→ Directions
Every line that holds the word "should" needs to be copied from the data below.
——
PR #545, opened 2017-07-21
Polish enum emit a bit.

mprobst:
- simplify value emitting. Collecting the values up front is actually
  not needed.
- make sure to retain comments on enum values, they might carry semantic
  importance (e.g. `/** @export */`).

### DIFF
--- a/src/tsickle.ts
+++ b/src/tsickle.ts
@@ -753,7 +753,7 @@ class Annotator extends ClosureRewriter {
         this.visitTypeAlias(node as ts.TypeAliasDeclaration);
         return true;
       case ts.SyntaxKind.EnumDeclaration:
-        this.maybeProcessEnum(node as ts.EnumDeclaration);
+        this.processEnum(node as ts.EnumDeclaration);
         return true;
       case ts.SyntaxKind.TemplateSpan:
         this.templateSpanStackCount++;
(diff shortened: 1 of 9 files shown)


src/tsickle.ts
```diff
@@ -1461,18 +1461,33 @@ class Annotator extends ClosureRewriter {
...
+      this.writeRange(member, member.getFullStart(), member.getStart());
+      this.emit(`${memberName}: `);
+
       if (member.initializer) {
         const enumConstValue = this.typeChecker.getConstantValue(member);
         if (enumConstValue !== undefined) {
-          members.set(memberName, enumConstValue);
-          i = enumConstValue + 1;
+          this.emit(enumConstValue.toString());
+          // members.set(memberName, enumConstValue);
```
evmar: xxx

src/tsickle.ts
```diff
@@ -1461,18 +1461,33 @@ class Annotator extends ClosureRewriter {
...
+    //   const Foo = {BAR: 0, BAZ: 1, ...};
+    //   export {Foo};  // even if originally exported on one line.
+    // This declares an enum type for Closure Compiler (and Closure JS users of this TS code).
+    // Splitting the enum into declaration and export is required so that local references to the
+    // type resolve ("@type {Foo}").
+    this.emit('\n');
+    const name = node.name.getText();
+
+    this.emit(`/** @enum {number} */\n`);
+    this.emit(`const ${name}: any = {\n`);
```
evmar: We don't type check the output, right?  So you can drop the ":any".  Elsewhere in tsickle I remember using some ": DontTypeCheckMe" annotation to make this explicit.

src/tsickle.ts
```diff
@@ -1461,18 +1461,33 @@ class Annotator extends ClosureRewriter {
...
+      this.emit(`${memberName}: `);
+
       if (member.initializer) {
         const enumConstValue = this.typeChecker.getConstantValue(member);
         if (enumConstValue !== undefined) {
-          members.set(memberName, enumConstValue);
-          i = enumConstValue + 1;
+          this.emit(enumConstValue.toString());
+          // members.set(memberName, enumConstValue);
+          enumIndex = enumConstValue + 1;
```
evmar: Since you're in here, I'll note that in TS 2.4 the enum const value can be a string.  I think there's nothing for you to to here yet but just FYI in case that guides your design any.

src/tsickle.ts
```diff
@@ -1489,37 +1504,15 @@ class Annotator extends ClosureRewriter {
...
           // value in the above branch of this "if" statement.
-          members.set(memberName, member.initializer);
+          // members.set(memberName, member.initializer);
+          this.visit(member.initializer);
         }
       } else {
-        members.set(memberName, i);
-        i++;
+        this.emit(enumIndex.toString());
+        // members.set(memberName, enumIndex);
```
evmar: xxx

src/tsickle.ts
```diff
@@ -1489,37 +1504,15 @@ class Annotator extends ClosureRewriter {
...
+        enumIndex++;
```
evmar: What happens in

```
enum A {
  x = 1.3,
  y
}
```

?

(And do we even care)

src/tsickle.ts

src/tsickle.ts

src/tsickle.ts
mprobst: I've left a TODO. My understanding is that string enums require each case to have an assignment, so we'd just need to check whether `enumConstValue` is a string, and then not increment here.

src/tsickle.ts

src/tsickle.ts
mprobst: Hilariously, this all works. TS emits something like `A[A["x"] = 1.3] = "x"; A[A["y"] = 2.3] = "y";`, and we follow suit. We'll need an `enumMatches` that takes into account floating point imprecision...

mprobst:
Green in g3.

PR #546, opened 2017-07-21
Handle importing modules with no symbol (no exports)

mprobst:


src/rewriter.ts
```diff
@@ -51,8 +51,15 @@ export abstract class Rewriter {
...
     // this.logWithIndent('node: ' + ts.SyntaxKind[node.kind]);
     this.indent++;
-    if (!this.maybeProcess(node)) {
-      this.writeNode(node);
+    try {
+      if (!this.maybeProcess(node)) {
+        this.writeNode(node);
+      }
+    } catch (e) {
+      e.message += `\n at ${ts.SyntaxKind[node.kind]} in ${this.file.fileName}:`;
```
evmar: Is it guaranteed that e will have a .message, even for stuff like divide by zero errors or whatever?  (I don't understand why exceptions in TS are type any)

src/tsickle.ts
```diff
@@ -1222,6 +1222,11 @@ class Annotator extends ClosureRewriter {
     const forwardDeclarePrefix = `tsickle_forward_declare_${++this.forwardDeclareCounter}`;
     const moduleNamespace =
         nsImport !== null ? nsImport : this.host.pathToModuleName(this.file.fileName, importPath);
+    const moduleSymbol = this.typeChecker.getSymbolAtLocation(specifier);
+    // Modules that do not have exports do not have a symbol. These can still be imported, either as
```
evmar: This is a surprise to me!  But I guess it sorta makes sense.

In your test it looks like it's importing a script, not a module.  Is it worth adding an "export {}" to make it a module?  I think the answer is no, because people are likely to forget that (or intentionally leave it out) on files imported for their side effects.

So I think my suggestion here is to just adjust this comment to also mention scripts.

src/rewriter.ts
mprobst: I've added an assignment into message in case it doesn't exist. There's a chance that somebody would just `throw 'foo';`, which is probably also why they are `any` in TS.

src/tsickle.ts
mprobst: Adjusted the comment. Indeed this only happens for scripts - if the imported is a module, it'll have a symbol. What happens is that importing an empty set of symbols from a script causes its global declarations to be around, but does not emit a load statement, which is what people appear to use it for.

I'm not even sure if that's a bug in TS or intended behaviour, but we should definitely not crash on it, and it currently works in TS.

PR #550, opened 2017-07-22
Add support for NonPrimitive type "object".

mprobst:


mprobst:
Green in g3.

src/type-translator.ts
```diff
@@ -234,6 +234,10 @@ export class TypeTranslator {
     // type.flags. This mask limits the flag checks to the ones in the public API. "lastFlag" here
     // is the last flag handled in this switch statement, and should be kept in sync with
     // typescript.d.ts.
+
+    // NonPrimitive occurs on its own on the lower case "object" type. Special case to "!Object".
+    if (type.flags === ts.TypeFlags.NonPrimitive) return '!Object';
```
——
→ Exercise solution
I'm not even sure if that's a bug in TS or intended behaviour, but we should definitely not crash on it, and it currently works in TS.
     // is the last flag handled in this switch statement, and should be kept in sync with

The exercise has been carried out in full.